Recently, I liked Mr. Sunshine, although I am a sucker for shows with Matthew Perry in it.


----------



## Blaze163 (Apr 14, 2011)

Not sure about a difinitive 'funniest' show as it all depends on my mood. But here's a top ten of shows I find amusing.

- South Park
- Robot Chicken
- Family Guy/American Dad
- Futurama
- 8 Simple Rules
- Big Bang Theory
- Brainiac
- Bottom
- Friends
- Fairly Odd Parents


----------



## Mondegreen (Apr 14, 2011)

FAST6191 said:
			
		

> All time- tie between blackadder and red dwarf with black books and maybe green wing coming up the outside.



Yes!! Finally someone knows what's funny. Rowan Atkinson is an absolute genius. As for me, though, pretty much Black Adder, Red Dwarf and The Young Ones. I also like Seinfeld.


----------



## Master Mo (Apr 14, 2011)

I think the funniest shows are nearly always sitcoms. 

So these two are imo the funniest: Seinfeld and EverybodyLovesRaymond. Just cracks me up


----------



## mysticwaterfall (Apr 14, 2011)

Hard to pick just one, so in no particular order -

-The IT Crowd
-Seinfeld
-Parks and Rec
-30 Rock
-Freakazoid
-The Tick
-Everybody Loves Raymond
-It's Always Sunny in Philadelphia


Of current shows, Parks and Rec is the funniest thing on right now by far.


----------



## DSGamer64 (Apr 14, 2011)

Canonbeat234 said:
			
		

> Tom Goes for Mayor, King of the Hill, American Dad, The Office, Seinfield, Married with Children (Classic), Bob's Burger and a few others.
> As far as FUNNIEST TV Show...I'll have to say Tom Goes for Mayor between The Office.

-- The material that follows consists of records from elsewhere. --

PR #1018, opened 2019-06-04
(BOLT-1327) Support `proxy` setting for bolt puppetfile install

nicklewis:
This exposes the r10k proxy setting in a new section of bolt.yaml called
`puppetfile`. This proxy will be used for Git HTTPS and Puppet Forge
operations.

### DIFF
--- a/pre-docs/bolt_configuration_options.md
+++ b/pre-docs/bolt_configuration_options.md
@@ -40,6 +40,8 @@ interpreters:
 
 `inventoryfile`: The path to a structured data inventory file used to refer to groups of nodes on the commandline and from plans. The default path for the inventory file is `inventory.yaml` inside the Bolt project directory.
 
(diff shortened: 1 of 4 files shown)


pre-docs/bolt_configuration_options.md
```diff
@@ -40,6 +40,8 @@ interpreters:
 
 `inventoryfile`: The path to a structured data inventory file used to refer to groups of nodes on the commandline and from plans. The default path for the inventory file is `inventory.yaml` inside the Bolt project directory.
 
+`puppetfile`: A map containing options for the `bolt puppetfile install` command. The only allowed key is `proxy` which specifies the HTTP proxy to use for Git and Puppet Forge operations.
```
adreyer: Do we want to constrain what we accept here or just rely on documentation.

nicklewis: I updated it to only pull out the supported key.

PR #1019, opened 2019-06-05
(website) Add more Puppet-branded styling

nicklewis:
This modifies the styling to fit more closely with Puppet brand guidelines,
and generally makes it more aesthetically pleasing.


nicklewis:
See this PR running at https://nicklewis.github.io/bolt/

@lucywyman I took your PR and mostly just fixed up a couple things around the way the CSS is built.

I'm not sure how I feel about the centered section headers, but aside from that one nitpick this seems like a big improvement.

Sigler:
Really loving how approachable this is. It is shaping up really nicely and looks lovely. I have a deep appreciation for the fact that we're still exploring how Bolt fits into our broader branding, look, and feel.

At the risk of being a bit disruptive, I'd love the opportunity to throw some of the design system (PDS) color scheme at this. A big part of the PDS initiative is to begin reducing the number of distinct designs we have to manage across the org and get them to a common place. This will not only reduce the number of distinct decisions everyone has to make but also provides us a common reference frame from which to consider the look of our open source projects. 

That's a long winded way of saying I'd like to make some text bolder, add some margin between the nav items, and make the links blue. I'm available to provide some design and heck, some CSS assistance.

We all have a ton on our plates so please let me know if this feels heavy handed or misguided. I'm still getting my sea legs and looking for some PDS wins that set us up for stronger cross-functional collaboration.

docs/_layouts/default.html
```diff
@@ -24,12 +24,11 @@
...
         <li>
-          <a href="{{ '/' | relative_url }}">
-            <img src="{{ '/assets/img/bolt-logo.png' | relative_url }}" class="bolt-logo" />
-          </a>
-        </li>
-        <li>
-          <span class="nav-header">Hands-on Lab</span>
+          <span class="nav-header">
+            <a href="{{ '/' | relative_url }}">
+              <img src="{{ '/assets/images/bolt-logo.png' | relative_url }}" class="bolt-logo"> Bolt Hands-on Lab
```
steveax: What does this markup render to? If possible, might want to add an alt attribute (I think this is purely decorative so, `alt=""` will make assistive technology ignore it.)

docs/_sass/modified-cayman.scss
```diff
@@ -0,0 +1,383 @@
...
+  table {
+    display: block;
+    width: 100%;
+    overflow: auto;
+    word-break: normal;
+    word-break: keep-all; // For Firefox to horizontally scroll wider tables.
+    -webkit-overflow-scrolling: touch;
+
+    th {
+      font-weight: bold;
```
steveax: This will I think get you "faux bold" (ie: the browser bolding the 400 weight.) Have a look at [the console's font mixins](https://github.com/puppetlabs/pe-base-styles/#a-note-about-typography)

docs/_layouts/default.html
nicklewis: Added this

King of the Hill has the driest humour of any comedy show to ever be created, it was an amusing show but not that funny compared to other shows.

For me Big Bang Theory takes the cake, it has me bursting with laughter most of the time.


----------



## MFDC12 (Apr 14, 2011)

DSGamer64 said:
			
		

> Canonbeat234 said:
> 
> 
> 
> ...



honestly, i disagree. ever watch dr katz or home movies? that is much, much more dry. i could argue that "Stella" (at least the stella shorts) were pretty dry too.

king of the hill was hilarious to me, but i also live where people act exactly like the characters (and im not even in texas).


----------



## Recorderdude (Apr 15, 2011)

I love a lot of these shows, but curb your enthusiasm is the most hilarious to me. 

It's just a really hilarious show.

My second-fave currently running is probably parks and rec.

My fave animated is probably king of the hill.

I absolutely love the P.J.s too, not only because it's hilarious, but because it really makes you appreciate each episode when you discover they took TWO MONTHS each just to do all of the clay animation. I'm a huge fan of clay and will vinton, too, and that was his last project. 

My favorite other funny older shows are blackadder, the original british hitchhiker's guide, Duckman, and The critic. I like earthworm jim, animaniacs, freakazoid and tick as far as "kiddier" stuff goes.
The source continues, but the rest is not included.